TASK DIRECTIONS – Print, exactly as they appear in the listing below, the lines from the line with "good after that!" to the line with "Thank you for the", with both end lines kept.

RECORD EXTRACTS –
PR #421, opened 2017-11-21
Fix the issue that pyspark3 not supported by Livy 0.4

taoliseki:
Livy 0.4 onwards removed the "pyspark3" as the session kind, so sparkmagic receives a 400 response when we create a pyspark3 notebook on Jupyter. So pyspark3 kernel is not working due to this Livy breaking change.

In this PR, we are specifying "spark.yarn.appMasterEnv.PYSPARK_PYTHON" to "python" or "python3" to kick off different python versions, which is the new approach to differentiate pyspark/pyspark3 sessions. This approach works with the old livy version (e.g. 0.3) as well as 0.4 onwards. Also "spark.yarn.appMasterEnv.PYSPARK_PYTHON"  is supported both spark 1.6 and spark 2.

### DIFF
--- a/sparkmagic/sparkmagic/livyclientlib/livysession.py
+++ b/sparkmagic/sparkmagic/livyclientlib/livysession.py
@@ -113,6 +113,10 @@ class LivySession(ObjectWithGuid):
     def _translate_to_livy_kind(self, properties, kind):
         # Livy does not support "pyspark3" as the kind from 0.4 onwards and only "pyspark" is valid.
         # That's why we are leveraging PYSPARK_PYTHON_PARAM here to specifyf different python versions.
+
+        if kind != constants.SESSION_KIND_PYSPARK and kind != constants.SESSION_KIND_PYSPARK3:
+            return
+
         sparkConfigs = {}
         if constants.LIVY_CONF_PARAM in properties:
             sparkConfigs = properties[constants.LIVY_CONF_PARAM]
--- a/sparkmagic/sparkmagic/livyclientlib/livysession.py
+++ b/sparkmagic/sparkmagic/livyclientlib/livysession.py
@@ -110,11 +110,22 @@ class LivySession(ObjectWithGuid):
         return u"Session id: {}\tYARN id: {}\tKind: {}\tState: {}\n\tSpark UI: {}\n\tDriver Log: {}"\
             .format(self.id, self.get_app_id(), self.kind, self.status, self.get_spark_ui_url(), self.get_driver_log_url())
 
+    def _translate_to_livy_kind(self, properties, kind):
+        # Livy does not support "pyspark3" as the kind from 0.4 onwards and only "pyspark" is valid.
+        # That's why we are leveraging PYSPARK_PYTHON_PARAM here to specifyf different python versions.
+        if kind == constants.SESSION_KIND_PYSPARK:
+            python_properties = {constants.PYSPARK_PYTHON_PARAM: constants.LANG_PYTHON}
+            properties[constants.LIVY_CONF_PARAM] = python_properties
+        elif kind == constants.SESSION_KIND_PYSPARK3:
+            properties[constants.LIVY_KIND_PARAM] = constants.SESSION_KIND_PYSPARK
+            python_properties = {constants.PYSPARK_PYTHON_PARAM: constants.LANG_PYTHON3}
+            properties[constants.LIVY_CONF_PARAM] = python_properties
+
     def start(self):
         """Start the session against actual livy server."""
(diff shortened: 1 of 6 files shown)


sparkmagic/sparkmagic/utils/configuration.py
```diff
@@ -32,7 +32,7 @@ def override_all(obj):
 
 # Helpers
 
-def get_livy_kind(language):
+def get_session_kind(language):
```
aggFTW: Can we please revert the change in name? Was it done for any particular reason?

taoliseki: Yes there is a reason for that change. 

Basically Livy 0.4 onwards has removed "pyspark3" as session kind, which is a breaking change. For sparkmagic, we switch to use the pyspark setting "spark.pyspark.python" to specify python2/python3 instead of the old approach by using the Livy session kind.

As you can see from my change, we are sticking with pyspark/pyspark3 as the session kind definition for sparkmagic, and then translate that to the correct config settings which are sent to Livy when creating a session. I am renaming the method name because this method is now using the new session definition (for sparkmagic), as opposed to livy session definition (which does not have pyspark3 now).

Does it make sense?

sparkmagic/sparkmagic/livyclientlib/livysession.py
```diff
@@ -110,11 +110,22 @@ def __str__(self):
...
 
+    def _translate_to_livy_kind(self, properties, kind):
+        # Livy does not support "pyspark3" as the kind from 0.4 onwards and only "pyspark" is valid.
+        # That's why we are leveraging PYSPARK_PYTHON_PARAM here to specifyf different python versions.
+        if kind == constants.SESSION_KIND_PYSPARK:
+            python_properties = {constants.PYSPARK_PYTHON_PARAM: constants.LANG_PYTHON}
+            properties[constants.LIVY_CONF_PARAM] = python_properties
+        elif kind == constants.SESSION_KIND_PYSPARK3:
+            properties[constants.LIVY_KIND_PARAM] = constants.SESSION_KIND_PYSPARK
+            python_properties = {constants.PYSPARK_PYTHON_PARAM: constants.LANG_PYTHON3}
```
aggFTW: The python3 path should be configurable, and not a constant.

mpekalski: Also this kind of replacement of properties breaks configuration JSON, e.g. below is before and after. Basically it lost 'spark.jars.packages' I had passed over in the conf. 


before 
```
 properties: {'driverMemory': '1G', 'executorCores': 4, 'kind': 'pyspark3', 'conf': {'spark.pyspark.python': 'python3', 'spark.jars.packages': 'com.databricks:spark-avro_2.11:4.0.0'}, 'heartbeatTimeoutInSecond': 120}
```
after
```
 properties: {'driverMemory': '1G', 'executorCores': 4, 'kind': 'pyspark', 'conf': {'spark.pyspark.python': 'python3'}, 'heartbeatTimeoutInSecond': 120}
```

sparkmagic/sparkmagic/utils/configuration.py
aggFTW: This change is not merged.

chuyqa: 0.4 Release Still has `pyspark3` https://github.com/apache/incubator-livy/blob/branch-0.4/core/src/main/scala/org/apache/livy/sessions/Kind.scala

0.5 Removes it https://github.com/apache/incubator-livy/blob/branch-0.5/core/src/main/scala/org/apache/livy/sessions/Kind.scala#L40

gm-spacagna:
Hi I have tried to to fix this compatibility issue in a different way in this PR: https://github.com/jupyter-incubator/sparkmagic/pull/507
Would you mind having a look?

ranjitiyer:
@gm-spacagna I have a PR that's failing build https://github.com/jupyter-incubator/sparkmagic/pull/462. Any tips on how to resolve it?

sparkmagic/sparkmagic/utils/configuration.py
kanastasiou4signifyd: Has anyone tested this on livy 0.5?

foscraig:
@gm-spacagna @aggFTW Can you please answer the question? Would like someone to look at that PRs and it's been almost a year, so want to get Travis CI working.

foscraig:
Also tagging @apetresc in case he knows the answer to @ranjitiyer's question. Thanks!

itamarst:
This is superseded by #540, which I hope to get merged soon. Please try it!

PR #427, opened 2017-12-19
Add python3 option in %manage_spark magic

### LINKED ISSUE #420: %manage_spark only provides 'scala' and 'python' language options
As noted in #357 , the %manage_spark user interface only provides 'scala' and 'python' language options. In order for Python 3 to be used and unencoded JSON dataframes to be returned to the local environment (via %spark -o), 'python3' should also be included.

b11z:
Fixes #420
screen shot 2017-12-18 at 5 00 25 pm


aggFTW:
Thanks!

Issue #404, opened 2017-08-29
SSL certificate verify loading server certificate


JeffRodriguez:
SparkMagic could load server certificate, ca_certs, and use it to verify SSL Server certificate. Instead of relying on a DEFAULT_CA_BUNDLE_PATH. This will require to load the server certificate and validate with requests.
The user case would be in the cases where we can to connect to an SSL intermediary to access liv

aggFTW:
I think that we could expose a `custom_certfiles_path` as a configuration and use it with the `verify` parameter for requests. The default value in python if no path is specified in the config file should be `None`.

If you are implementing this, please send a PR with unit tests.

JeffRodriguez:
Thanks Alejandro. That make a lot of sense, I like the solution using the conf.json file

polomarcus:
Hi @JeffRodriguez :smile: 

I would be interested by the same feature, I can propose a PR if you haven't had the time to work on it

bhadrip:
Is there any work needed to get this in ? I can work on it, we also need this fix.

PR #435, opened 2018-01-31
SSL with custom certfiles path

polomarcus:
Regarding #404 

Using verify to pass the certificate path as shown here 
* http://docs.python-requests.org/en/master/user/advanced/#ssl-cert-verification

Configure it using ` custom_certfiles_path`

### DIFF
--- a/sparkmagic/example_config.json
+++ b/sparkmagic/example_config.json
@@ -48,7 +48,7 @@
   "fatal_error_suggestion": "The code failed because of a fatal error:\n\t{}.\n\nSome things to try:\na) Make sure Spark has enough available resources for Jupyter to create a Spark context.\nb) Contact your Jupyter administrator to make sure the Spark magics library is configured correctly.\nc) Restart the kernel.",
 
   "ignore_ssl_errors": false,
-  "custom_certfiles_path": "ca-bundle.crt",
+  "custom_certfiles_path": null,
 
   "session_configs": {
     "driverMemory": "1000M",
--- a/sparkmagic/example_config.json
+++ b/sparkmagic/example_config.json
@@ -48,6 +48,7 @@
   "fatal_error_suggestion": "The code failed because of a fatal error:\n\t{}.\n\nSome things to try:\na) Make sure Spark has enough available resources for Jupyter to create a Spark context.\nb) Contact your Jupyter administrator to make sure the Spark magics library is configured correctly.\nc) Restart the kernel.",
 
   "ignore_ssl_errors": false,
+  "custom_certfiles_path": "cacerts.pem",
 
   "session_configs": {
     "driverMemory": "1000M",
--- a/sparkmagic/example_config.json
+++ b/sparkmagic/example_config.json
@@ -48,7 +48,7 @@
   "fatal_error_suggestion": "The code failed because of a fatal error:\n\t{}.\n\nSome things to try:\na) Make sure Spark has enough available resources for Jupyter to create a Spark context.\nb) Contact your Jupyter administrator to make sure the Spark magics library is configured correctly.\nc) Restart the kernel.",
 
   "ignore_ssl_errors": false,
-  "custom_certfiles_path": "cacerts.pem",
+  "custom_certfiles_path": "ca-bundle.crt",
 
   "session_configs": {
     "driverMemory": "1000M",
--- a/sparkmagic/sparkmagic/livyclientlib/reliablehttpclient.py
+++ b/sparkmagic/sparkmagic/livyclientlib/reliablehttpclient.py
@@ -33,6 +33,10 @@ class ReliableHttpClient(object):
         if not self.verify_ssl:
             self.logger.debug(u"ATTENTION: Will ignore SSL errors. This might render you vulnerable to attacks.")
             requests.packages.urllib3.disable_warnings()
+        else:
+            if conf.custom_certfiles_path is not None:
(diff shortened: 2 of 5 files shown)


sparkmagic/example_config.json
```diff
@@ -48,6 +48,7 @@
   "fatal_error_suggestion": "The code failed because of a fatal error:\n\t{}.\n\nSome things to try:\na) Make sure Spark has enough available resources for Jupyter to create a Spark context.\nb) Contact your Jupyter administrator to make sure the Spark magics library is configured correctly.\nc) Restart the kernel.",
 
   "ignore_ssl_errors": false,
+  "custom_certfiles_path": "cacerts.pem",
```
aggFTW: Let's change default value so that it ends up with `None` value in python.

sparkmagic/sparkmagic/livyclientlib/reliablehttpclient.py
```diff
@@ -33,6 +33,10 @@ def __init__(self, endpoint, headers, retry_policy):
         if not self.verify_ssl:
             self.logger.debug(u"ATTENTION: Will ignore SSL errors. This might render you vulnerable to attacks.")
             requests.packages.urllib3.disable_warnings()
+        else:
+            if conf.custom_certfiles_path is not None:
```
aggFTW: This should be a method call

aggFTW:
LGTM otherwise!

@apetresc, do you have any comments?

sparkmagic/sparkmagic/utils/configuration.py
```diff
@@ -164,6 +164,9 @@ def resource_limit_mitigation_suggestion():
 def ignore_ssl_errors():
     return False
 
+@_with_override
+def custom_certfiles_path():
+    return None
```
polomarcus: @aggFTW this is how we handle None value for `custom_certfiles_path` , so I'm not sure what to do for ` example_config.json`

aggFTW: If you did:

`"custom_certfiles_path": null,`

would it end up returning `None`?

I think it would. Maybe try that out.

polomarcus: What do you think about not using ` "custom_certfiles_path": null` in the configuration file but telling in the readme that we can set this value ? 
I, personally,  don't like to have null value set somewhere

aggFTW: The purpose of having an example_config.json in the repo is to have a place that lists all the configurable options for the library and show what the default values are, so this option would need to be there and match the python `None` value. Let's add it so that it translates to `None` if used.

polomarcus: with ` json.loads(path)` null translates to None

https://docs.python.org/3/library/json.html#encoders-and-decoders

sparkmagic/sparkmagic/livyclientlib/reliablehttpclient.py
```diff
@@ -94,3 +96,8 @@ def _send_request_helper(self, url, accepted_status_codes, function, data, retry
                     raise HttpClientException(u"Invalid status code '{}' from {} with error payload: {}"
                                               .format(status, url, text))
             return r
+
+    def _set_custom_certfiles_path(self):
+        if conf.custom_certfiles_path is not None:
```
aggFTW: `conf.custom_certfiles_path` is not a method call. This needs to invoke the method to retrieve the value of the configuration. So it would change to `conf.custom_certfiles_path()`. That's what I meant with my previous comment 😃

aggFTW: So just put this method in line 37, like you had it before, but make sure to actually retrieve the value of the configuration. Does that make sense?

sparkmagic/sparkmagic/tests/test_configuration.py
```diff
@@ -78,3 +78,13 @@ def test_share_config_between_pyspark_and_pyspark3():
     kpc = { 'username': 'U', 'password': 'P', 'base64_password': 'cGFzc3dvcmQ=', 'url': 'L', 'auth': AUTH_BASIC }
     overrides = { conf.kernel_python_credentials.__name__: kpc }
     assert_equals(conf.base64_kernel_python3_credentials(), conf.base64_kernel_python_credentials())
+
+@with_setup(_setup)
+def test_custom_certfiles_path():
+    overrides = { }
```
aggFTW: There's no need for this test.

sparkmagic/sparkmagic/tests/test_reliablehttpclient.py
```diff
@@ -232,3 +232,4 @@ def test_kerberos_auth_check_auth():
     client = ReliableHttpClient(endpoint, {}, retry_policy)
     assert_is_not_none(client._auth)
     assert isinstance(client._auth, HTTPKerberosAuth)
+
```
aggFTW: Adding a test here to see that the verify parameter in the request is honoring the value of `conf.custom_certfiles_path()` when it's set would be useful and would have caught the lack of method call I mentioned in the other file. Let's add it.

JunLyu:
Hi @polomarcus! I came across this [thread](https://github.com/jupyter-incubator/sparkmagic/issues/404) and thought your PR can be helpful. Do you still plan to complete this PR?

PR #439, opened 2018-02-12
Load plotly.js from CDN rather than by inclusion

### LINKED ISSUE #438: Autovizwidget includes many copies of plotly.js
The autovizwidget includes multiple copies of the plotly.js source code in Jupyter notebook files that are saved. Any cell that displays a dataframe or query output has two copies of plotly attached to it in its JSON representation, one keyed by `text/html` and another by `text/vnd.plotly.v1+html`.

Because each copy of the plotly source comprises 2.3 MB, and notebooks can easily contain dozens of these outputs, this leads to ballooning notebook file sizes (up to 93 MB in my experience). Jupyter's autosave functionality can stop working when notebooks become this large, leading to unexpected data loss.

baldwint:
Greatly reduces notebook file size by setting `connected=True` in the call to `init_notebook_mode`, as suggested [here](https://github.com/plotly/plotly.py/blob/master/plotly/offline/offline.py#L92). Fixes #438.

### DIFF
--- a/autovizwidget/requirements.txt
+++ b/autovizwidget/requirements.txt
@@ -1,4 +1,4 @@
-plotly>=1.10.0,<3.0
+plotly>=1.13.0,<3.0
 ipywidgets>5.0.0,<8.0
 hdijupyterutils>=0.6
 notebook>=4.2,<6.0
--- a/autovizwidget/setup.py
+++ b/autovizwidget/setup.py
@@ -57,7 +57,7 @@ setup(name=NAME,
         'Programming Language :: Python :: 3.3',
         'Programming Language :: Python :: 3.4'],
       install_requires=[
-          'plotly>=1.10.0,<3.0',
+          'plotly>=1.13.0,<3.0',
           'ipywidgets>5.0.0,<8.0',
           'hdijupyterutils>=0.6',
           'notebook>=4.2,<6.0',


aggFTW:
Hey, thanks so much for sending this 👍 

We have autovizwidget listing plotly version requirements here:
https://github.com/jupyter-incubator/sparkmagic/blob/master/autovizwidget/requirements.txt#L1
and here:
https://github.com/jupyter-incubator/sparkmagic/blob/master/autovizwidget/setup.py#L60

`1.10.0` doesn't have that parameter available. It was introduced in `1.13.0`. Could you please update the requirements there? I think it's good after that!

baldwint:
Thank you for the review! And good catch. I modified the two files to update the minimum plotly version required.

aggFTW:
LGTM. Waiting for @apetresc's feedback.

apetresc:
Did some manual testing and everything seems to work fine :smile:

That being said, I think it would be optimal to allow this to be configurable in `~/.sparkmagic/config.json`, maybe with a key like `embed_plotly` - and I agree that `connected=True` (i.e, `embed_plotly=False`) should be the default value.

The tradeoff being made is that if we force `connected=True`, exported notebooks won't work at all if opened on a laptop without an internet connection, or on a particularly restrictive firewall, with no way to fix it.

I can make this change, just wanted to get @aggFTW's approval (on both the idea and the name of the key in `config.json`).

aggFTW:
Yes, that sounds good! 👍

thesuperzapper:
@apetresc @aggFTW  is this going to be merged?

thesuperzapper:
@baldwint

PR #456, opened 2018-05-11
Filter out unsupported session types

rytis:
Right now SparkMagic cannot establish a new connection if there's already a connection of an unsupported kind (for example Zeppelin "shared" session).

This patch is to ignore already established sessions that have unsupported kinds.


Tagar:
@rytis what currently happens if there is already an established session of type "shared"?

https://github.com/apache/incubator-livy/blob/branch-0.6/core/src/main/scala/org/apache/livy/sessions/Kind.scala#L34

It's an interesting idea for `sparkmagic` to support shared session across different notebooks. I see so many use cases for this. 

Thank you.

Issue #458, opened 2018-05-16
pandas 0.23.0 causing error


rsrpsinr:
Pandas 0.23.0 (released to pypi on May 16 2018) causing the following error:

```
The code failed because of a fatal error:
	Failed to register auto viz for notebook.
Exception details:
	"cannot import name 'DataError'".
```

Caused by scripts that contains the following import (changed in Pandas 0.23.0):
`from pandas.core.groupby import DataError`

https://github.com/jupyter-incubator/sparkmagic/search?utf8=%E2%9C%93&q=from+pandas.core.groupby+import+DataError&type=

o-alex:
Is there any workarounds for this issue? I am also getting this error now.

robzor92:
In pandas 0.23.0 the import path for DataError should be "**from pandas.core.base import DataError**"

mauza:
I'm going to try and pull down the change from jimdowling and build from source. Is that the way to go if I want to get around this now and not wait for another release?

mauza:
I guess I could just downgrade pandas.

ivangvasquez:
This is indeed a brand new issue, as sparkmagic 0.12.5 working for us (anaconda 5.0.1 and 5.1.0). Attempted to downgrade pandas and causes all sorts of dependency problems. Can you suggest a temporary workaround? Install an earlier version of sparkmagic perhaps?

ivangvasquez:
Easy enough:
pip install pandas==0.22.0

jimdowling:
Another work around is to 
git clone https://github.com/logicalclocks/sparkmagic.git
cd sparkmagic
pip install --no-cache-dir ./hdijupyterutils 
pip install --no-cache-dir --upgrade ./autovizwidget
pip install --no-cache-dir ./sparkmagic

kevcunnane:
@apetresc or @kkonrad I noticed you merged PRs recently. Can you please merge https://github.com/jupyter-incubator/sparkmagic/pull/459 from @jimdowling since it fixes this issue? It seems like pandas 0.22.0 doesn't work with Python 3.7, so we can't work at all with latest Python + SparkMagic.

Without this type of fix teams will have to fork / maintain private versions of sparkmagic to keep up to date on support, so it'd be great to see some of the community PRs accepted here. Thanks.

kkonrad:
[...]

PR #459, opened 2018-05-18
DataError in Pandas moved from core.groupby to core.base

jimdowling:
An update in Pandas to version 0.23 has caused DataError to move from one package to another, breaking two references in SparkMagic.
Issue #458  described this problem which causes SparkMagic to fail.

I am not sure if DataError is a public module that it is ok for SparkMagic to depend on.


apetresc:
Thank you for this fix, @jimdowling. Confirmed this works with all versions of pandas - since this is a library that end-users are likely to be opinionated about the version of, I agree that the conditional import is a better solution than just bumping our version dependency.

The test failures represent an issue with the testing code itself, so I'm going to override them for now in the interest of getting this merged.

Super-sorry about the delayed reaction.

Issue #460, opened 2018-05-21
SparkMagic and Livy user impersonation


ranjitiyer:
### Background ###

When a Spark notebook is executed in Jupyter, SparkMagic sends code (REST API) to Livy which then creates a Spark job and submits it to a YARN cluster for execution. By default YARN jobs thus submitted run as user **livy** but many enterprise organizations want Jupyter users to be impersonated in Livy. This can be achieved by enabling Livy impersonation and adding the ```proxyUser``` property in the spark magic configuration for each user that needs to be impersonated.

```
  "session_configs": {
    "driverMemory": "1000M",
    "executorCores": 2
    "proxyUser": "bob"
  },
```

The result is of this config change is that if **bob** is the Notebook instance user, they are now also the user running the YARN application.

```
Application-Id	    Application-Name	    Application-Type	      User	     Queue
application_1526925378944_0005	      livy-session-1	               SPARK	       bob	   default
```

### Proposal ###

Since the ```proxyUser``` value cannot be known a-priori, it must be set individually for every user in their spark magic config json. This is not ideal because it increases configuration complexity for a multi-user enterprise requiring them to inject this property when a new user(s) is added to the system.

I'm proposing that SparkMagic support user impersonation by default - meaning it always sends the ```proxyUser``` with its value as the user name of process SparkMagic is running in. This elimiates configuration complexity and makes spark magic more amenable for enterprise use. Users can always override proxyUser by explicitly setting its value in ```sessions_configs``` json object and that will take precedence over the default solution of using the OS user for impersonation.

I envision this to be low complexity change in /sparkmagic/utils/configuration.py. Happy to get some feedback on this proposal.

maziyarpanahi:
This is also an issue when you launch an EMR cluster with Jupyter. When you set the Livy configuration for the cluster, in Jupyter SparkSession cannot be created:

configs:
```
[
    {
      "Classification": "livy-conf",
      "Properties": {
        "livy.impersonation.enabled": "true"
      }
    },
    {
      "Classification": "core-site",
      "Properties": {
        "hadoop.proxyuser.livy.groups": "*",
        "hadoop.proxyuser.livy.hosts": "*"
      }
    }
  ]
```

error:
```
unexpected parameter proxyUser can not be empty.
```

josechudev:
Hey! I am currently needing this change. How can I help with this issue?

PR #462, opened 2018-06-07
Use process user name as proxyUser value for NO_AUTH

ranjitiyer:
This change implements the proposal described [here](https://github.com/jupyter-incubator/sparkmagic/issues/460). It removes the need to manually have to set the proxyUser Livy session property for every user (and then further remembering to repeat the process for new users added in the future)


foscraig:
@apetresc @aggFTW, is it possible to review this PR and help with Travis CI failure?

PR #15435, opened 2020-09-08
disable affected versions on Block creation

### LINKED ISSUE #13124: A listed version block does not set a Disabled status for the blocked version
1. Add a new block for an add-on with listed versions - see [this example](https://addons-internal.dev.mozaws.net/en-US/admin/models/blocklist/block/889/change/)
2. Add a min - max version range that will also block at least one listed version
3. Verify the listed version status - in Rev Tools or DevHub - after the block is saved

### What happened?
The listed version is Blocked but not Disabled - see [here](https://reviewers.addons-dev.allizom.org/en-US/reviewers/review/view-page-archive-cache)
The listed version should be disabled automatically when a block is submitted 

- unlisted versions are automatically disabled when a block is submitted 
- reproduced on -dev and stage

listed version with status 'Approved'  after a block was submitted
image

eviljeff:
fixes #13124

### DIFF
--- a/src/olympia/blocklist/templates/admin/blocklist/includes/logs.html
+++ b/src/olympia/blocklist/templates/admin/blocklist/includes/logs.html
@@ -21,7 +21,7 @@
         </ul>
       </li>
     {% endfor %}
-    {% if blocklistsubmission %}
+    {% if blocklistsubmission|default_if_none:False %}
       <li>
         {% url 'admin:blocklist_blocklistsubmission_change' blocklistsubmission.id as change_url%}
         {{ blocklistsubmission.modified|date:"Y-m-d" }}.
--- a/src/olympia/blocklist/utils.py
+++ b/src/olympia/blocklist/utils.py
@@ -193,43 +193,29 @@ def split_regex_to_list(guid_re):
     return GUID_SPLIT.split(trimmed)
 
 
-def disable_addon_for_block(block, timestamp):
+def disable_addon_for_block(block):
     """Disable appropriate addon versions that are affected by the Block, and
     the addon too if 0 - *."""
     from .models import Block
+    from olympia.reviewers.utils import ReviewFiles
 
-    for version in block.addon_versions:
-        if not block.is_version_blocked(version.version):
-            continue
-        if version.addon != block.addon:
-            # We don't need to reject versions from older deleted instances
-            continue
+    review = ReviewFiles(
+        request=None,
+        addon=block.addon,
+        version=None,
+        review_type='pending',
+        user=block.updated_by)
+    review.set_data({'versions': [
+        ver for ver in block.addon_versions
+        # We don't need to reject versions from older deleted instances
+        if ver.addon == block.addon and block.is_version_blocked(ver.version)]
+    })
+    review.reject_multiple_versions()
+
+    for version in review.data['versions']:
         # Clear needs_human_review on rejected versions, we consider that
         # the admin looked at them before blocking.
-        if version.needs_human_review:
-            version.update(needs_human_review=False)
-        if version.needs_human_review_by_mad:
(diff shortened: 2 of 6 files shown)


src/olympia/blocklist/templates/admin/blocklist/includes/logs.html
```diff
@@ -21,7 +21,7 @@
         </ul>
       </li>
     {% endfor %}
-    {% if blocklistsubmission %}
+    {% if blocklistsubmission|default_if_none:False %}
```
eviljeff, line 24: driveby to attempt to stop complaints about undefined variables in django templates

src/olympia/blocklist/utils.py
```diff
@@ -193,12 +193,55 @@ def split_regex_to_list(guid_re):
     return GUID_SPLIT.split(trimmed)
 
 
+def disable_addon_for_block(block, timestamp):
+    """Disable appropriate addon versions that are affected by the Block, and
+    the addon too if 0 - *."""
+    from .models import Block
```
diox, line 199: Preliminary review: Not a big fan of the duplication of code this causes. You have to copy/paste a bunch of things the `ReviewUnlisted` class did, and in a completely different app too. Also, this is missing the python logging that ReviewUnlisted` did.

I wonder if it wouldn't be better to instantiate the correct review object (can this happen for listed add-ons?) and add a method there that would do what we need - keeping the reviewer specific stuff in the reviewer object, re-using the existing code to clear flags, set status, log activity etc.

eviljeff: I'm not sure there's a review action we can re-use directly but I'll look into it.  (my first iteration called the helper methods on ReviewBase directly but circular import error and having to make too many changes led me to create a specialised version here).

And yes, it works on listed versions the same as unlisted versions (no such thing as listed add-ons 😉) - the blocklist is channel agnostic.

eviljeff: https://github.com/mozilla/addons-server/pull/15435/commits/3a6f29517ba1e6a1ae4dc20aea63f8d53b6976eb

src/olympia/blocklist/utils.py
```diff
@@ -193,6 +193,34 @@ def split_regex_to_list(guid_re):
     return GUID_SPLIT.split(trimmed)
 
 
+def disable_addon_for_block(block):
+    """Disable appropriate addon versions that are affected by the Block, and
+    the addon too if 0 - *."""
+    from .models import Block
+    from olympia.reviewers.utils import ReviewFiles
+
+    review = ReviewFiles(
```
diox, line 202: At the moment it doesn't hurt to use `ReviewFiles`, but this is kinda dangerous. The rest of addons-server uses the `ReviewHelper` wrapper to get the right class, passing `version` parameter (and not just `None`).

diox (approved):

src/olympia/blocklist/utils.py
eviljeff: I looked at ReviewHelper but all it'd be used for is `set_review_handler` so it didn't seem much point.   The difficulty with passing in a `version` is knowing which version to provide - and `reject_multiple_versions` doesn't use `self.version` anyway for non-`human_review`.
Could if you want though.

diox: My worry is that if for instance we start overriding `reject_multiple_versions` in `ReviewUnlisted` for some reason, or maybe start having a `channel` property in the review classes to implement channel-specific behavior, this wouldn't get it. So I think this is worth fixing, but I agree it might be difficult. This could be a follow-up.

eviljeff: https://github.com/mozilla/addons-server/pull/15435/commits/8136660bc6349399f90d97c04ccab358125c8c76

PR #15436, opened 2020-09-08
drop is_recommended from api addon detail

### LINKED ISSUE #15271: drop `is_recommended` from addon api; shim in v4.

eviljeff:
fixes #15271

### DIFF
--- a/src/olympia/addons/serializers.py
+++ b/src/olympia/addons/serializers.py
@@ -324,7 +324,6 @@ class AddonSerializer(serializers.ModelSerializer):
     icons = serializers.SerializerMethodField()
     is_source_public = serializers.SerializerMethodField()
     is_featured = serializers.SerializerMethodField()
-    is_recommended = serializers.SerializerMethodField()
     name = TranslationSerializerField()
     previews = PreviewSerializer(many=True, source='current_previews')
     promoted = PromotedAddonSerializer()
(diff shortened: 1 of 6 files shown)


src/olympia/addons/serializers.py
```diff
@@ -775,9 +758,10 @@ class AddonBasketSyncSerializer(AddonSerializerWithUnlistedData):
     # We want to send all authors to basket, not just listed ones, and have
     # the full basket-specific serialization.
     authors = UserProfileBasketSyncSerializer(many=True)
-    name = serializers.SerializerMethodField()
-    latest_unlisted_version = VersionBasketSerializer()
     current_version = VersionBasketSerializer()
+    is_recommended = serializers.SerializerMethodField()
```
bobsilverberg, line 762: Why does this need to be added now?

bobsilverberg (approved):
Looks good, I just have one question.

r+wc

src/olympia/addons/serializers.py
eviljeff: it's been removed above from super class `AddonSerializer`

EXERCISE RESULT –
`1.10.0` doesn't have that parameter available. It was introduced in `1.13.0`. Could you please update the requirements there? I think it's good after that!

baldwint:
Thank you for the review! And good catch. I modified the two files to update the minimum plotly version required.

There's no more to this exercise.